Work task: From the data that follows, copy every line with the string "SurplusEncumbered".
┄┄┄┄┄┄
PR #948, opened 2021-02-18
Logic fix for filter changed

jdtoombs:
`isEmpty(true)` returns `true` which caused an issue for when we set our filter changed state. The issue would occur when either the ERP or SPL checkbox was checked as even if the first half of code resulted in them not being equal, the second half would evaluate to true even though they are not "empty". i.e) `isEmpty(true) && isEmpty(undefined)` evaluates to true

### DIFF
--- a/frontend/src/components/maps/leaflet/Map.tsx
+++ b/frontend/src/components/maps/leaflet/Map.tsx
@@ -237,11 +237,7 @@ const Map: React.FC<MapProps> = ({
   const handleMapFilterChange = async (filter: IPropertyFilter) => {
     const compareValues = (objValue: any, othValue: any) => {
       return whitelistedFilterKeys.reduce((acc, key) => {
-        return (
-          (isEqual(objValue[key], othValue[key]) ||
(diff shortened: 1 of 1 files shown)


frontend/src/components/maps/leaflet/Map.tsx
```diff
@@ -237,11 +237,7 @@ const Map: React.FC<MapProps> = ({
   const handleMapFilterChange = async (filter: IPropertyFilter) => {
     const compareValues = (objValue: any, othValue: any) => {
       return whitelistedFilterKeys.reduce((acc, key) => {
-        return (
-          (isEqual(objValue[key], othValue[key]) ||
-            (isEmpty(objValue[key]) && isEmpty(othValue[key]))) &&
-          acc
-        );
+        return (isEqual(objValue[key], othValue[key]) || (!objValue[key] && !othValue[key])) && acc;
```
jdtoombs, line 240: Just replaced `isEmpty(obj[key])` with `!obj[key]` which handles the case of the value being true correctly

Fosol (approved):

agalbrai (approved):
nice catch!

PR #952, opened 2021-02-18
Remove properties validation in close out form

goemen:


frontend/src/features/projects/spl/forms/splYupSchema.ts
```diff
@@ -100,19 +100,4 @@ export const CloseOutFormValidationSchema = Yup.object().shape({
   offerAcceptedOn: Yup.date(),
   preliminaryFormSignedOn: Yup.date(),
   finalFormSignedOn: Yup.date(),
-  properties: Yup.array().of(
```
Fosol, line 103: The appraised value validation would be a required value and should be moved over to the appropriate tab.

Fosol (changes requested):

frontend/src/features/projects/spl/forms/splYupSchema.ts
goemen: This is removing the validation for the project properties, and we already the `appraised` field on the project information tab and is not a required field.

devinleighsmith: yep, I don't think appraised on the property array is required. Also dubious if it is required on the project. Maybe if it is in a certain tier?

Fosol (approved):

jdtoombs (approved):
┄┄┄┄┄┄
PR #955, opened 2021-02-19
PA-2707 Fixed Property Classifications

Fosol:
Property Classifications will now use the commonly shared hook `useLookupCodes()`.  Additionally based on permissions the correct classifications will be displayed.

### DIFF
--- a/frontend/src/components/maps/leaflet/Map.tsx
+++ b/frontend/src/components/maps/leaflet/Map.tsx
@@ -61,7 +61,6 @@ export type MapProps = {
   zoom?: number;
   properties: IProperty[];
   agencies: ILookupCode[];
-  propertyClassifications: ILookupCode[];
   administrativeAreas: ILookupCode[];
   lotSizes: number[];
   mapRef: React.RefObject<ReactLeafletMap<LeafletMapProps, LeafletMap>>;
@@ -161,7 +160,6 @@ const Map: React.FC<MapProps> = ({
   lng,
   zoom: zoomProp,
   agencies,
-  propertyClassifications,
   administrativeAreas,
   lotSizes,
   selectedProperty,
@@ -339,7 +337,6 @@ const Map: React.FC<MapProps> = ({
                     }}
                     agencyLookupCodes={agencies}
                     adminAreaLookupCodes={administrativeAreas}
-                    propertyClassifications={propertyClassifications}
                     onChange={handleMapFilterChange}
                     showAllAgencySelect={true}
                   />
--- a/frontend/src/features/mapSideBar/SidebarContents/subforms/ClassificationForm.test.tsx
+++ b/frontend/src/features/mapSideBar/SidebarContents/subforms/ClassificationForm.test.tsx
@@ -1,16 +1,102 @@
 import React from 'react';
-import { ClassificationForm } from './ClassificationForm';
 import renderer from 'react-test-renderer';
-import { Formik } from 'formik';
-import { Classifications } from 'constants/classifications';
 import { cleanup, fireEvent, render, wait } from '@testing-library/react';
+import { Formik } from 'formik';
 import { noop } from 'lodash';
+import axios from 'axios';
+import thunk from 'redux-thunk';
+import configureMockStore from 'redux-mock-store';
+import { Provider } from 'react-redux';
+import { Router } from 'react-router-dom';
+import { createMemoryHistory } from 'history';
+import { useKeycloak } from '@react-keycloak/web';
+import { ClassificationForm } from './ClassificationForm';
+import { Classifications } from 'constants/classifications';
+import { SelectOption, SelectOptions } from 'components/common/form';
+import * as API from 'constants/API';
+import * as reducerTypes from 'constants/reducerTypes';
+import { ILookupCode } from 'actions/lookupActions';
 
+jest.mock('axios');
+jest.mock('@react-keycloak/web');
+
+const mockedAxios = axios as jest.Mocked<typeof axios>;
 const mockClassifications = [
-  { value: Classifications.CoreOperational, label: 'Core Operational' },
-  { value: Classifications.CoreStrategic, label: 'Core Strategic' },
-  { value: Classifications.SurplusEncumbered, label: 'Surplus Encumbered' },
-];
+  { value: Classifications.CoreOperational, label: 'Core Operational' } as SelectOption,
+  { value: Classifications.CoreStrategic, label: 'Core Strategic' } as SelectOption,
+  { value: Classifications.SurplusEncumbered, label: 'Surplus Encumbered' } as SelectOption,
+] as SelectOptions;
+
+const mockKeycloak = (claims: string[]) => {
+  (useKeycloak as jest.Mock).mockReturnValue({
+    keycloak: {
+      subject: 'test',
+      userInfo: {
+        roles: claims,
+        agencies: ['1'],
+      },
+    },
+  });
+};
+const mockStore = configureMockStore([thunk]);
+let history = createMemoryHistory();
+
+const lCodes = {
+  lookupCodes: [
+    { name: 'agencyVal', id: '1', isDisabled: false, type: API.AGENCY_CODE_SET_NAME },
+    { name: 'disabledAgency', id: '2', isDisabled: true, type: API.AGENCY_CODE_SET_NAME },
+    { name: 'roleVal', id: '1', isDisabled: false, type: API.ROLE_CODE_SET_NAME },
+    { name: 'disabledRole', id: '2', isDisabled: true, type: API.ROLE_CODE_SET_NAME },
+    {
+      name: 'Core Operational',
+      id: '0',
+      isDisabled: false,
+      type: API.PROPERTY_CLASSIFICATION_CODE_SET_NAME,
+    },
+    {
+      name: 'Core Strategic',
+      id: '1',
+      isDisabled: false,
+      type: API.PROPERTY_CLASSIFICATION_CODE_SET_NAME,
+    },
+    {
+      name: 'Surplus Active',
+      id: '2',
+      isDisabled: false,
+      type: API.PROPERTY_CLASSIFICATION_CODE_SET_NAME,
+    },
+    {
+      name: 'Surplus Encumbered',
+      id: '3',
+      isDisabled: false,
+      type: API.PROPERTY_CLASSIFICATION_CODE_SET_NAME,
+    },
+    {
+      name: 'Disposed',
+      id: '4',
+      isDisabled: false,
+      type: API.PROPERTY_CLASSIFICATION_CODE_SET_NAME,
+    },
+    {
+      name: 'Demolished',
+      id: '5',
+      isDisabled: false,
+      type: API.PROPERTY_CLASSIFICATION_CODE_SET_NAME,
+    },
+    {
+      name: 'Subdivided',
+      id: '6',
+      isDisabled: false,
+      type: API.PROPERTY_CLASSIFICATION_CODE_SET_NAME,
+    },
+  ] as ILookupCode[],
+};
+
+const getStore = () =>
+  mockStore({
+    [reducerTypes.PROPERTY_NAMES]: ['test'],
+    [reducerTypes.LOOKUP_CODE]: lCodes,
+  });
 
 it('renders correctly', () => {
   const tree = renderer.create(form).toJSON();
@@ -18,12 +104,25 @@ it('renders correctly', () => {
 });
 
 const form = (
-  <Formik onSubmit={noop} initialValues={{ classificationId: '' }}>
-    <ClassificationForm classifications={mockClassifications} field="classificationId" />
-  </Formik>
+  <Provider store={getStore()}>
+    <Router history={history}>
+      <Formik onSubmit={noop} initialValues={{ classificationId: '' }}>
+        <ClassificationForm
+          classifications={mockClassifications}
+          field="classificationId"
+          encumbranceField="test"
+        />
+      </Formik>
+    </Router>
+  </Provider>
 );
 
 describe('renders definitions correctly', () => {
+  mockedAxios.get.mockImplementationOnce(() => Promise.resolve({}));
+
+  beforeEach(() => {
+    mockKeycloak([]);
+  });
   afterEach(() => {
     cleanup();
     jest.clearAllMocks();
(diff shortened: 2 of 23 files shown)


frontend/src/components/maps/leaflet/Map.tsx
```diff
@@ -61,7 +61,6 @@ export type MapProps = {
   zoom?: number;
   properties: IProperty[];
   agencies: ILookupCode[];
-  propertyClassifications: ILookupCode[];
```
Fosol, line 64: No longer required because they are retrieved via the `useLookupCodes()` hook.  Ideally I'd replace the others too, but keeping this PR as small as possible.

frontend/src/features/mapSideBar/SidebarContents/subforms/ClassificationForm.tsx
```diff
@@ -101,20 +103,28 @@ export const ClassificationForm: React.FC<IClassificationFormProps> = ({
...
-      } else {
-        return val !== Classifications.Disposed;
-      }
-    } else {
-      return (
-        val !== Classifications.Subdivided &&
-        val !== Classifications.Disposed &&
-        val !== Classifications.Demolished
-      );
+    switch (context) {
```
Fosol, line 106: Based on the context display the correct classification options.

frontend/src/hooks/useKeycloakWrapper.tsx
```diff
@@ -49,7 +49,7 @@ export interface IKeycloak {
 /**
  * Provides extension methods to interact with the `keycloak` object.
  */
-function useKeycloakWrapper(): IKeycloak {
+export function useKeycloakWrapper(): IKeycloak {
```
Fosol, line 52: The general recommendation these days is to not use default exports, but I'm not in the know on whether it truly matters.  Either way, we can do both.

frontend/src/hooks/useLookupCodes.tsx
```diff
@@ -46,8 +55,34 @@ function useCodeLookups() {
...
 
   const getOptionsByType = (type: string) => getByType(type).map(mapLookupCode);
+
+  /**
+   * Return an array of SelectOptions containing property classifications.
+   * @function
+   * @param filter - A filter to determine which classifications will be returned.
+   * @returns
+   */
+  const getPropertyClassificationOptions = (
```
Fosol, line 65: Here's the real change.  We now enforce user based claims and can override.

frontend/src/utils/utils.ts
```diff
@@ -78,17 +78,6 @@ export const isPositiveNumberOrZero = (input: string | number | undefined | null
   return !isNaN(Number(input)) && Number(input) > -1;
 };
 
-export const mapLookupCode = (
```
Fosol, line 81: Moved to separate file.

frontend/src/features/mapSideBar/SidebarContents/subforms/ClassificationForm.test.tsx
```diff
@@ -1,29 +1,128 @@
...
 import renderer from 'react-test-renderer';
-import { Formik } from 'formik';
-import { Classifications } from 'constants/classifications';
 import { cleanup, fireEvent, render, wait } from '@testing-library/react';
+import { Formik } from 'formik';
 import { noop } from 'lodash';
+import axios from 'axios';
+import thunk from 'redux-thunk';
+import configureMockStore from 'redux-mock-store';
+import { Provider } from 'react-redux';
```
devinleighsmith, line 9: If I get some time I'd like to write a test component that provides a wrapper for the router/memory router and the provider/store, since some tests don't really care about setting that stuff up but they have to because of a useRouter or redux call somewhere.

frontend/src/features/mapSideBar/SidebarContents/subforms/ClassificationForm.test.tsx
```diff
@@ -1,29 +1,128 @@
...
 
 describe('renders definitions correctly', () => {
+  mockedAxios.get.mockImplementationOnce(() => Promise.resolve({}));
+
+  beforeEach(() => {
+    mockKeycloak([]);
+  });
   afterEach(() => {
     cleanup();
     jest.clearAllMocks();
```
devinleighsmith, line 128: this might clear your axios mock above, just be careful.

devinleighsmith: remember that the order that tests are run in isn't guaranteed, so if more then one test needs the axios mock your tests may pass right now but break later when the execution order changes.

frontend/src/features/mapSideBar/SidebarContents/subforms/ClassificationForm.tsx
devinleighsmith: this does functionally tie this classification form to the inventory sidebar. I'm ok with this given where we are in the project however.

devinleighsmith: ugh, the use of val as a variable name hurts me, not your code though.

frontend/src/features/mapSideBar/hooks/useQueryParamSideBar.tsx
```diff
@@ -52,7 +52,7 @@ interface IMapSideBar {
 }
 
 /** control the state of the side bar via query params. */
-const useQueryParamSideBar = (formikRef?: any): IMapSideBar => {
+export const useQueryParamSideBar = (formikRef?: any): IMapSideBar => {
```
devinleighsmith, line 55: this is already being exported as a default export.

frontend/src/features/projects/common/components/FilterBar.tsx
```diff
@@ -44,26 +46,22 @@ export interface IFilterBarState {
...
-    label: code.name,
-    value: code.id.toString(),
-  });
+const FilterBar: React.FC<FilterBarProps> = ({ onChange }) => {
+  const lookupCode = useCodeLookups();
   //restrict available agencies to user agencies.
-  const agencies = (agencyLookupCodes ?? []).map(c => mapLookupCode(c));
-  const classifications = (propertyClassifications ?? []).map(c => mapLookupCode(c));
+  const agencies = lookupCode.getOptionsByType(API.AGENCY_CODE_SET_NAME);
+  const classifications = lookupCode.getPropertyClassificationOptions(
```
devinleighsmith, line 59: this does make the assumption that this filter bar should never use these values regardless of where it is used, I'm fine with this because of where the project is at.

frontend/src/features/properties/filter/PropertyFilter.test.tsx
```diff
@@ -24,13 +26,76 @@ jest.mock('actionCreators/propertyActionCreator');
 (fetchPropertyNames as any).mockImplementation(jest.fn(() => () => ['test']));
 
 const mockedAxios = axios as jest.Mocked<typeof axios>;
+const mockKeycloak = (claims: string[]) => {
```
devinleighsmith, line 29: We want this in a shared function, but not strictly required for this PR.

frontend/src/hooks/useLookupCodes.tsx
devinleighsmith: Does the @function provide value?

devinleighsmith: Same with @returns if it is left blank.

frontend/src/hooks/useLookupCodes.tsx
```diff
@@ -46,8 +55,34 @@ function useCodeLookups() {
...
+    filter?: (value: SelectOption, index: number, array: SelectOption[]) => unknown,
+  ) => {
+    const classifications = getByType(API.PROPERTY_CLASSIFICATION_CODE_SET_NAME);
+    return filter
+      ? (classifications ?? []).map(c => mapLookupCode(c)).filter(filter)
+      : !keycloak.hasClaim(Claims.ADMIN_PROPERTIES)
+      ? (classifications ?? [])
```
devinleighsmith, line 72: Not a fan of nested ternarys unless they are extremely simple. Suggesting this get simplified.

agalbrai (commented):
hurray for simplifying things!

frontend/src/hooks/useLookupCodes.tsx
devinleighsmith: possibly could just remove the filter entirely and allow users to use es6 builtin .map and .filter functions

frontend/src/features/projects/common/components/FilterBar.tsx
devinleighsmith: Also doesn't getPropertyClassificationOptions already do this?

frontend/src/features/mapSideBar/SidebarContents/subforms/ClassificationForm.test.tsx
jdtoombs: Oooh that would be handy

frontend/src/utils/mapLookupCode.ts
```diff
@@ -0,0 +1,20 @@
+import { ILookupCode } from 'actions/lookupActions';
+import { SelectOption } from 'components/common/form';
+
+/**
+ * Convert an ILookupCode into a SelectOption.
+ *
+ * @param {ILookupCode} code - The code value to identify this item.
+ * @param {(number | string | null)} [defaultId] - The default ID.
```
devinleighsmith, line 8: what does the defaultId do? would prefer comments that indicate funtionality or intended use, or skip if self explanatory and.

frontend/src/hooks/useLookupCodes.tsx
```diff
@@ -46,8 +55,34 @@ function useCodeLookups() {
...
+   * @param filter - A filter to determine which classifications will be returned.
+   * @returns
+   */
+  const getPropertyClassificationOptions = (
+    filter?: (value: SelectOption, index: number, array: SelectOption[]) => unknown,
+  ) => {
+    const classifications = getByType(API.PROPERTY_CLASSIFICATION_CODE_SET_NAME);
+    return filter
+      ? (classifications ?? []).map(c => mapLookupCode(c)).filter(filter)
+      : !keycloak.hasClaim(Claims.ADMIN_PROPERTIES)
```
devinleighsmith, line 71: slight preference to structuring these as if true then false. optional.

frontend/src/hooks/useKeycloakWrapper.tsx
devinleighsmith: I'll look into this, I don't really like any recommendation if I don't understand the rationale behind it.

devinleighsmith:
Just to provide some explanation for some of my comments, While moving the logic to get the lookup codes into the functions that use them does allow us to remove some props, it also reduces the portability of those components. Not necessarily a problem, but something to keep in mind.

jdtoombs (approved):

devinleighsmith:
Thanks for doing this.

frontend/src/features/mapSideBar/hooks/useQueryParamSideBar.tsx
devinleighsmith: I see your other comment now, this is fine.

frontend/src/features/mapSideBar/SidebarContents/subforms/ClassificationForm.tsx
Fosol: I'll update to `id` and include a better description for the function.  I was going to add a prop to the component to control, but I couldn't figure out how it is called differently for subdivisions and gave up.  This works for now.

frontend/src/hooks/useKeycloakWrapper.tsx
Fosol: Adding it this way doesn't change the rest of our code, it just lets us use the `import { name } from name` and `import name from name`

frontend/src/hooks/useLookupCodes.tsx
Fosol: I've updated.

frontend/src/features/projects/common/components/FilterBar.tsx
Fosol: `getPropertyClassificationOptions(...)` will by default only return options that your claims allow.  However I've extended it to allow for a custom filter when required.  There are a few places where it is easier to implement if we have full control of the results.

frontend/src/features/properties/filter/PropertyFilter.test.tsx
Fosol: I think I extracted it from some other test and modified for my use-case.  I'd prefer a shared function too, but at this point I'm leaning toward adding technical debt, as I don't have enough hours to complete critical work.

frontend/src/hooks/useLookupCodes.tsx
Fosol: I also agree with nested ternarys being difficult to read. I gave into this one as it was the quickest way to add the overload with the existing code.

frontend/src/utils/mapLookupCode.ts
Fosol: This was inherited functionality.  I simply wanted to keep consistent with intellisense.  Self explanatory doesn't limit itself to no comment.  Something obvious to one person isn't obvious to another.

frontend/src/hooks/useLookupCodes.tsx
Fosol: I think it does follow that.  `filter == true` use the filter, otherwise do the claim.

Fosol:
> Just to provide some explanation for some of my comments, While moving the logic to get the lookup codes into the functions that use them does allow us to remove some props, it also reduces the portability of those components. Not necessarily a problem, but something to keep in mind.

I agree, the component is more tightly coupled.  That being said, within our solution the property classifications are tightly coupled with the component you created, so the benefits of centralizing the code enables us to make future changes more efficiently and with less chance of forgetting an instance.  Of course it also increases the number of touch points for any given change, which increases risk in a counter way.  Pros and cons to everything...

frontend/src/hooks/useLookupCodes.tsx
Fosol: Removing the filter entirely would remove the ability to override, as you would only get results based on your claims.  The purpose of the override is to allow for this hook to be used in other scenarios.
┄┄┄┄┄┄
Result for this exercise:
-  { value: Classifications.SurplusEncumbered, label: 'Surplus Encumbered' },
+  { value: Classifications.SurplusEncumbered, label: 'Surplus Encumbered' } as SelectOption,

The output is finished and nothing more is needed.